Dataset —

PR #40404, opened 2022-01-14
[8.x] `Rule::requiredIf` should accept callable string

dinhquochan:
Dear,

Currently, the `$condition` param accepts `callable` or `boolean` type but it only checks `is_string` and it ignore the callable string.
This PR make it works with callable string (function name).

Thanks.

### DIFF
--- a/tests/Validation/ValidationRequiredIfTest.php
+++ b/tests/Validation/ValidationRequiredIfTest.php
@@ -21,6 +21,14 @@ class ValidationRequiredIfTest extends TestCase
 
         $this->assertSame('', (string) $rule);
 
+        $rule = new RequiredIf('Illuminate\Tests\Validation\example_required_if_true_test');
+
+        $this->assertSame('required', (string) $rule);
+
+        $rule = new RequiredIf('Illuminate\Tests\Validation\example_required_if_false_test');
+
+        $this->assertSame('', (string) $rule);
+
         $rule = new RequiredIf(true);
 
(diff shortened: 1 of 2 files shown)


tests/Validation/ValidationRequiredIfTest.php
```diff
@@ -38,7 +46,7 @@ public function testItOnlyCallableAndBooleanAreAcceptableArgumentsOfTheRule()
 
         $this->expectException(\InvalidArgumentException::class);
 
-        $rule = new RequiredIf('phpinfo');
+        $rule = new RequiredIf('Taylor Otwell');
```
driesvints, line 49: This is a change in behaviour. I'm not sure if it's a good idea to send this in to 8.x

dinhquochan: Yeah. But I think it isn't B.C

bangnokia: I think this could be a security problem when we let user passes callable from the input
```php
'name' => new RequireIf(['rmdir', '/some/directory'])
```

driesvints: It'll now invoke any string that matches a native or non-native function.

dinhquochan: @bangnokia It's accepted callable array, closure before. The end-user can not send this to the param.

taylorotwell:
No plans to change this.

PR #40405, opened 2022-01-14
[8.x] DatabaseUuidFailedJobProvider: switch docblock returntype to string for uuid

danielsimkus:
Currently the docblock for the log method on the DatabaseUuidFailedJobProvider states the return as `int|null` when in-fact it returns a string `$uuid`.
I've just updated that so it's more accurate 👍


driesvints (approved):

danielsimkus:
Thanks @driesvints that was so fast! 👏 

There's a test failing, but I don't think it's anything to do with what I've changed 😕

driesvints:
@danielsimkus that's a small hiccup that sometimes occurs in our CI. I've re-triggered the build for you 👍

PR #40411, opened 2022-01-14
[9.x] Flysystem v3 support

driesvints:
This PR introduces Flysystem v3 support for Laravel 9. I've implemented the new `has` method that checks for both a file and directory. I've updated the subsequent methods docblock descriptions and assertion messages to make that more clear. It's how the behaviour is now in Laravel 8.

I've also added complementary `fileExists`, `directoryExists` and their `missing` equivalents. I didn't add `assertExists` equivalents because that felt a little overkill.


src/Illuminate/Filesystem/FilesystemAdapter.php
```diff
@@ -141,22 +141,22 @@ public function assertMissing($path)
...
-     * Determine if a file exists.
+     * Determine if a file or directory exists.
      *
      * @param  string  $path
      * @return bool
      */
     public function exists($path)
     {
-        return $this->driver->fileExists($path);
+        return $this->driver->has($path);
```
driesvints, line 159: This was how it's currently on 8.x:

https://github.com/laravel/framework/blob/8.x/src/Illuminate/Filesystem/FilesystemAdapter.php#L127

PR #40413, opened 2022-01-14
[9.x] Add backoff functionality to retry helper

hebinet:
This PR enables the retry helper function to also use an array as first argument in order to implement a backoff strategy

After this PR you can use the helper like this
```php
return retry([50, 100, 200], function () {
    // ...
});
```

As it is now, you have to use the following implementation
```php
return retry(4, function () {
    // ...
}, fn($attempt) => [50, 100, 200][$attempt - 1]);
```
I like the backoff approach of Queues Jobs and I think this would also be a good addition to the framework without breaking anything.


taylorotwell:

PR #37941, opened 2021-07-07
[9.x] Update to Symfony v6 and drop PHP 7.4 support

driesvints:

PR #40415, opened 2022-01-14
[9.x] Fixes `Command::setHidden()`

nunomaduro:
This pull request fixes the `Command::setHidden()` method that was not actually hidden the command from the `list` command.

This regression was introduced on the https://github.com/laravel/framework/pull/37941 pull request, and I've added a few tests to ensure this don't happen in the future.


owenvoke:
Thanks for adding this back Nuno. 👍🏻

driesvints:
hmm yeah that could indeed be it.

Exercise objective —
Show me each line of the listing above with "driver" in it.

Written answer —
-        return $this->driver->fileExists($path);
+        return $this->driver->has($path);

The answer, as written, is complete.